PR #1193, opened 2023-09-04
feat: support random partition rule

ShiKaiWi:
## Rationale
Currently, hash/key rule are the only supported rules for partition table. However, it will lead to small write batches if the user tries to use primary key or all tags as the partition key for a uniform distribution. And it is known that the small write batches hurt write performance badly.

Actually, for a partition table in `append` mode with primary key or all tags as partition key, most of the queries to this table will fan out to all the partitions because the partition key won't be provided in most cases.  So what is the gain from the cost (the massive small write batches) to do such complex partition?

It will work much better if a simple partition rule is supported, by which a random partition is chosen for a given write request.

## Detailed Changes
- Introduce `RandomPartitionRule`
- Add a new method called `validate_create_table` to `TableEngine` trait

## Test Plan
Add unit test to apply `RandomPartitionRule` for a partition table in different mode.


table_engine/src/engine.rs
```diff
@@ -315,6 +313,9 @@ pub trait TableEngine: Send + Sync {
     /// Close the engine gracefully.
     async fn close(&self) -> Result<()>;
 
+    /// Validate the request of create table.
+    async fn validate_create_table(&self, request: &CreateTableParams) -> Result<()>;
```
Rachelint, line 317: Add a comment to explain why this method is needed? I think it seems a strange acutally...

query_frontend/src/parser.rs
```diff
@@ -332,8 +332,14 @@ impl<'a> Parser<'a> {
         let table_name = self.parser.parse_object_name()?.into();
         let (columns, constraints) = self.parse_columns()?;
 
-        // PARTITION BY...
-        let partition = self.maybe_parse_and_check_partition(Keyword::PARTITION, &columns)?;
+        // Parse the simple partition rule, starting with `Partitions $Num`.
```
Rachelint, line 335: Why not make it `partition random partitions xxx`?
It seems a bit strange, and I think it will mislead people that the `random partitioning` is default partitioning way in ceresdb?

ShiKaiWi: Sounds reasonable.

Rachelint (approved):
LGTM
____
ACTIVITY: Everything in the listing above should be restated exactly.

TASK ANSWER:
PR #1193, opened 2023-09-04
feat: support random partition rule

ShiKaiWi:
## Rationale
Currently, hash/key rule are the only supported rules for partition table. However, it will lead to small write batches if the user tries to use primary key or all tags as the partition key for a uniform distribution. And it is known that the small write batches hurt write performance badly.

Actually, for a partition table in `append` mode with primary key or all tags as partition key, most of the queries to this table will fan out to all the partitions because the partition key won't be provided in most cases.  So what is the gain from the cost (the massive small write batches) to do such complex partition?

It will work much better if a simple partition rule is supported, by which a random partition is chosen for a given write request.

## Detailed Changes
- Introduce `RandomPartitionRule`
- Add a new method called `validate_create_table` to `TableEngine` trait

## Test Plan
Add unit test to apply `RandomPartitionRule` for a partition table in different mode.


table_engine/src/engine.rs
```diff
@@ -315,6 +313,9 @@ pub trait TableEngine: Send + Sync {
     /// Close the engine gracefully.
     async fn close(&self) -> Result<()>;
 
+    /// Validate the request of create table.
+    async fn validate_create_table(&self, request: &CreateTableParams) -> Result<()>;
```
Rachelint, line 317: Add a comment to explain why this method is needed? I think it seems a strange acutally...

query_frontend/src/parser.rs
```diff
@@ -332,8 +332,14 @@ impl<'a> Parser<'a> {
         let table_name = self.parser.parse_object_name()?.into();
         let (columns, constraints) = self.parse_columns()?;
 
-        // PARTITION BY...
-        let partition = self.maybe_parse_and_check_partition(Keyword::PARTITION, &columns)?;
+        // Parse the simple partition rule, starting with `Partitions $Num`.
```
Rachelint, line 335: Why not make it `partition random partitions xxx`?
It seems a bit strange, and I think it will mislead people that the `random partitioning` is default partitioning way in ceresdb?

ShiKaiWi: Sounds reasonable.

Rachelint (approved):
LGTM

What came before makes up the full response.